Required action>
Using the listing below, show all lines that hold the word "github".

Input data>

PR #5221, opened 2024-07-09
Add validate_deployments worker job and add ValidateConfig to provisioner interface

kaspersjo:


admin/provisioner/provisioner.go
```diff
@@ -15,6 +15,8 @@ type Provisioner interface {
 	AwaitReady(ctx context.Context, provisionID string) error
 	Update(ctx context.Context, provisionID string, newVersion string) error
 	CheckCapacity(ctx context.Context) error
+	ValidateConfig(ctx context.Context, provisionID string) (bool, error)
+	GetType() string
```
begelundmuller, line 19: nit: can it just be named `Type() string`?

admin/worker/reconcile_deployments.go
```diff
@@ -0,0 +1,127 @@
...
+
+	"github.com/rilldata/rill/admin"
+	"github.com/rilldata/rill/admin/database"
+	"github.com/rilldata/rill/runtime/pkg/observability"
+	"go.uber.org/zap"
+)
+
+const reconcileAllDeploymentsForProjectTimeout = 5 * time.Minute
+
+func (w *Worker) reconcileDeployments(ctx context.Context) error {
```
begelundmuller, line 16: Since "reconcile" means something else in the context of our runtime deployments, could we find another name for it here? Maybe "checkDeployments" or "validateDeployments" or something like that? If you want to stick with "reconcile", then add a docstring clarifying the difference.

begelundmuller (approved):

admin/provisioner/provisioner.go
kaspersjo: Make sense - renamed

admin/worker/reconcile_deployments.go
kaspersjo: Agree, that's an undesirable naming collision, I've changed it to `validate_deployments`

PR #5222, opened 2024-07-09
close response body on error

pjain1:


runtime/drivers/druid/druidsqldriver/druid_api_sql_driver.go
```diff
@@ -75,6 +75,7 @@ func (c *sqlConnection) QueryContext(ctx context.Context, query string, args []d
 	}
 
 	if resp.StatusCode != http.StatusOK {
+		resp.Body.Close()
```
pjain1, line 78: I wonder if we should add the response body to the return err as well, we can always look at druid logs for details so was not sure.

begelundmuller (approved):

Your response>
+	"github.com/rilldata/rill/admin"
+	"github.com/rilldata/rill/admin/database"
+	"github.com/rilldata/rill/runtime/pkg/observability"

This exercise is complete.